Central notions in the performance-oriented view are goal and performance indicator (PI). A PI is
a quantitative or qualitative indicator that reflects the state/progress of the company, unit or
individual. The characteristics of a PI include, among others:
type
– continuous, discrete;
unit
of
measurement;
time_frame
– the length of the time interval for which it will be evaluated;
scale
of
measurement;
source
– the internal or external source used to extract the PI: company policies,
mission statements, business plan, job descriptions, laws, domain knowledge, etc.;
owner
– the
performance of which role or agent does it measure/describe;
hardness
– soft or hard, where soft
means not directly measurable, qualitative, e.g. customer’s satisfaction, company’s reputation,
employees’ motivation, and hard means measurable, quantitative, e.g., number of customers, time to
produce a plan.
PIs can be related through various relationships. The following are considered in the framework:
(strongly) positive/negative causal influence of one PI on another, positive/negative correlation
between two PIs, aggregation – two PIs express the same measure at different aggregation levels.
Such relationships can be identified using e.g. company documents, domain knowledge, inference
from known relations, statistical or data mining techniques, knowledge from other structures of the
framework. Using these relations, a graph structure of PIs can be built.

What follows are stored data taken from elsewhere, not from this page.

PR #3217, opened 2021-11-04
Zerchesium Bar description

Zarra-0:
- Updated the description of Zerchesium Bars.


Hyperfire:
Forgive me if i'm wrong, but Zerchesium is a metal (Melted from ore), not an alloy, since a alloy is when combining 2 or more ingredients together, like bronze (Zinc + Copper). This is from a dictionary "alloy, metallic substance composed of two or more elements, as either a compound or a solution."

Pardon me for this as I dont mean any disrespect, its just going to be a typo later on. Just change alloy with metal.

PS: A alloy is also a metal, so it makes more sence.

sayterdarkwynd:
comments on git PRs are not the place for interrogative questions.

Zarra-0:
> Forgive me if i'm wrong, but Zerchesium is a metal, not an alloy, since a alloy is when combining 2 or more ingredients together, like bronze (Zinc + Copper). This is from a dictionary "alloy, metallic substance composed of two or more elements, as either a compound or a solution."
> 
> Pardon me for this as I dont mean any disrespect, its just going to be a typo later on. Just change alloy with metal.
> 
> PS: A alloy is also a metal, so it makes more sence.

Zerchesium is an invented material which isn't stated to be an element, defining it as an alloy doesn't contradict other lore

PR #3236, opened 2021-12-04
Reduced number of doll immunities

Zarra-0:
- Creepy Doll enemies are now heavily resistant to poison and ice damage, instead of immune. They remain immune to physical and shadow damage.

### DIFF
--- a/monsters/dungeon/doll/doll.monstertype
+++ b/monsters/dungeon/doll/doll.monstertype
@@ -216,14 +216,14 @@
         "powerMultiplier" : {
           "baseValue" : 1.0
         },
-        "shadowResistance" : { "baseValue" : 1.0 },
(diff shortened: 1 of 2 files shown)


sayterdarkwynd:
They are supposed to be immune to all but a few damage types. This is the intent of their design.

Zarra-0:
So 100% vs physical and shadow, and 80% vs poison, ice, rads and electric with a lower movement speed?
VS 100% vs physical and shadow, and 70% vs poison, ice, rads and electric, like I have it currently.

Sounds reasonable. I changed them from immunity to high resistance because I didn't think it was reasonable for a player to be expected to have five damage types to reasonably fight the vanilla mobs they come across, especially when these can spawn on T2 worlds where the player doesn't have access to most of the game's damage types

PR #3266, opened 2022-01-10
Geodes, sneodes and armeodes

Zarra-0:
- Removed FU ores from the geode manually-opened treasurepool, increasing the droprate of samples.
- Horizontally aligned the heads of Peglaci Snowpeople with their other parts.
- Armour sets which buff mining laser damage now specify that they only buff combat damage and not mining damage.

### DIFF
--- a/asteroids_worlds.config.patch
+++ b/asteroids_worlds.config.patch
@@ -1,10 +1,7 @@
 [
-{"op":"replace",
- "path":"/threatRange",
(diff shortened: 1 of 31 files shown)


sayterdarkwynd:
sorry, but why are we removing FU ores from a list I fully intended to reward FU ores from? I'm not against it but it seems to me this was done "just because".

PR #3270, opened 2022-01-17
armor conversion, set inheritance, and minor fixes

Kherae:
short version:
fixed wanderer having 0.02% crit chance instead of 2%
numerous armor system back-end changes
upgraded sets now contribute toward previous sets' bonuses, in case of incomplete upgrade.
sanguine set no longer grants health regen, and instead grants 0.5% life leech, doubled when wielding the appropriate weapons.

long version:
migrated remaining tier 1 to tier 3 armors to normal system so people wont lose their buffs when using mechs
fixed wanderer having 0.02% crit chance instead of 2%
finished implementation for that little bit of forgiveness for armor set bonuses I did with recon: when wearing 2 pieces of leviathan and 1 nautilus, the player will get nautilus, but not leviathan. etc. 
sanguine set no longer grants health regen, and instead grants 0.5% life leech, doubled when wielding the appropriate weapons.
fixed some back-end issues with tagcaching and setbonuses_common regarding two-handed state.
removed a ton of trailing spaces


sayterdarkwynd:
was the sanguine set change for any reason other than giving life leech to something else? I'm fine with it, just wondering what prompted the change :)

PR #3281, opened 2022-01-31
WIP: terminal: add request all items shown

Nephos:
Hello,

I've needed a button to collect all resources I filter when using item network on lots of containers (it does not always stack well).
Here my proposal to add such button "Request Shown" bottom right of the window.

Notice it's my first MR on a mod (ever) so be extra careful if you accept to merge :)
The button seems a bit off and maybe too much text too.

Screenshot_20220131_224316
Screenshot_20220131_224329

Cheers :love_you_gesture:

### DIFF
--- a/interface/kheAA/kheAA_terminal/kheAA_terminalGui.config
+++ b/interface/kheAA/kheAA_terminal/kheAA_terminalGui.config
@@ -105,6 +105,14 @@
 			"caption" : "Request All-1",
 			"position" : [130, 38]
 		},
+		"requestShown" : {
+			"type" : "button",
+			"base" : "/interface/kheAA/kheAA_terminal/buttonIO.png",
+			"hover" : "/interface/kheAA/kheAA_terminal/buttonIOH.png",
+			"press" : "/interface/kheAA/kheAA_terminal/buttonIOH.png",
+			"caption" : "Request Shown",
+ 			"position" : [130, 6]
+		},
 		"requestOne" : {
 			"type" : "button",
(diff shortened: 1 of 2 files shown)


sayterdarkwynd:
Not adding a button that the user cant read, certainly. Text needs to be more concise. Also awkward placed below all of the other "request" buttons. 

I'm also not really certain this is at all necessary. What purpose would this serve?

edwardspec:
Also needs some "are you sure?" type of safety against accidental clicks, especially when user didn't search first. Imagine accidentally retrieving 1000 stacks.

Nephos:
> Not adding a button that the user cant read, certainly. Text needs to be more concise. Also awkward placed below all of the other "request" buttons.
> 
> I'm also not really certain this is at all necessary. What purpose would this serve? I'm curious, as wiring is not my forte.

When wiring lots of containers you can have multiple stack on the same item (and sometimes a LOTS of stacks). It takes lots of space so I need to multiply the container or request each stack manually. It also happens when I've several full stack tot retrieve. However I can understand you skepticism!

I will try to rename it "Request All" maybe, it is shorter.

Agreed with the "are you sure", It's gonna take me some times since I know nothing about it :D

sayterdarkwynd:
Allright, give it some time and code it up and we'll see how it looks at that point. I'm not sure its something we need, but I am all for trying it out.

sayterdarkwynd:
I am assuming this ticket is dead if it has not yet been addressed?

Nephos:
Yes all my friends stopped playing it so did I.

PR #3297, opened 2022-03-12
NPC Boomerang!!

rylasasin:
Fenerox Guards sometimes have Wooden Boomerangs instead of Bows.

Hylotl Ninjas have Throwing Stars instead of that silly tungsten bow.


rylasasin:
going to readjust file structure

PR #3299, opened 2022-03-19
make colony core work even if unloaded

night-glider:
As I mentioned on discord, we made colony cores work even if unloaded.

The algorithm is simple:
1. When core initializes, it will check last time it was loaded
2. Then it will check current time and find out how many ticks were missed
3. Then it will compensate all missed tick on the next frame (simply adding ( average_rent*missed_ticks ) amount of pixels)

Co-Authored-By: Kherae <25236459+Kherae@users.noreply.github.com>


scripts/colonycorefu.lua
```diff
@@ -3,76 +3,56 @@ require "/scripts/kheAA/transferUtil.lua"
...
 	wellInit()
 	setDesc()
+
+	--figuring out how many ticks we missed
+	local leftTime = config.getParameter("leftTime")
+	if leftTime then
+		local diff=os.time() - leftTime
+		if diff>0 then
+			diff=math.min(math.floor(diff/rentTime),math.floor(maxOfflineSeconds/rentTime))
+			offlineTicks=diff-1
```
edwardspec, line 30: Need a sanity check that `offlineTicks` is not negative, e.g. `math.max(0, diff - 1)`

night-glider: diff can not be negative since we already check if it's greater than zero. And diff can not be float since both os.time() and leftTime are in POSIX format (integer amount of second)

edwardspec: You are setting `diff` to a different value after the `diff>0` check, and it can become 0 there.

night-glider: OK i'll add additional check tomorrow, just in case

night-glider:
ok now we're safe to go

scripts/colonycorefu.lua
edwardspec: `offlineTicks=math.max(0, diff - 1)`

scripts/colonycorefu.lua
```diff
@@ -3,76 +3,57 @@ require "/scripts/kheAA/transferUtil.lua"
...
+			math.max(0, diff - 1)
```
edwardspec, line 31: This does nothing. Should be above:
`offlineTicks=math.max(0, diff - 1)`

edwardspec: Make sure to test (in-game) that everything works as expected:
1) when returning to the planet with Colony Core after 4-5- minutes have passed (which is more than `rentTime` seconds)
2) when returning to the planet immediately (before `rentTime` seconds: beam up, then return to the planet)

night-glider: > This does nothing. Should be above: `offlineTicks=math.max(0, diff - 1)`

That's why you should never code immediately after sleeping for 6 hours. Fixed this nonsense.

night-glider: Ok this additional check breaks our system. It causes our colony core to give you 1tick worth money EVERY time you beam on the planet (even if only 1 second passed). It happens because offlineTicks turns 0 and the next frame we add `(1+offlineTicks)`  ticks. Since offlineTicks=0, we add at least 1 tick every time we load our colony core.

So.. offline ticks should be -1 if we didn't wait enough time.

so the final check should be like this `offlineTicks=math.max(-1, diff - 1)`

night-glider:
> Make sure to test (in-game) that everything works as expected:
> 
> 1. when returning to the planet with Colony Core after not being on that planet for 4-5 minutes (which is more than `rentTime` seconds)
> 2. when returning to the planet immediately (before `rentTime` seconds: beam up, then return to the planet)

Tested a couple of times. It works as expected in both cases.
1st case: gives all the missed money.
2st case: does not give you anything

There is only 1 bug. It does not work on the ship for some reason.
It just does not save its `leftTime` in its config. Dunno why this happens.

sayterdarkwynd:
in the case of the ship, what is the fallback then? Default behavior, I imagine?

night-glider:
> in the case of the ship, what is the fallback then? Default behavior, I imagine?

Yeah, it just does not compensate missed ticks. So no errors and crashes.

sayterdarkwynd:
cool. I imagine that's probably good to go then if the other guys similarly have no objections.

sayterdarkwynd:
When you get a moment please clean up those trailing whitespaces so the linter stops freaking out and then I think we're good.

night-glider:
> When you get a moment please clean up those trailing whitespaces so the linter stops freaking out and then I think we're good.

did it.

PR #3304, opened 2022-03-27
BYO monster gravity

bum8844:
BYO monster gravity


sayterdarkwynd:
Not sure why this is necessary. Nothing spawns to fight in shipworlds.

PR #3305, opened 2022-03-28
use mech in byo ship

bum8844:
use mech in byo ship


sayterdarkwynd:
I suppose its not really a problem, but I am unsure exactly how or why this would be necessary. How do you even launch a mech in your own shipworld?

Based on PIs, PI expressions can be defined as mathematical statements over PIs that can be
evaluated to a numerical, qualitative or Boolean value. They are used to define goal patterns. The
type
of a goal pattern indicates the way its property is checked:
achieved (ceased)
– true (false) for a
specific time point;
maintained
(
avoided
) – true (false) for a given time interval;
optimised
– if the
value of the PI expression has increased, decreased or approached a target value for a given interval.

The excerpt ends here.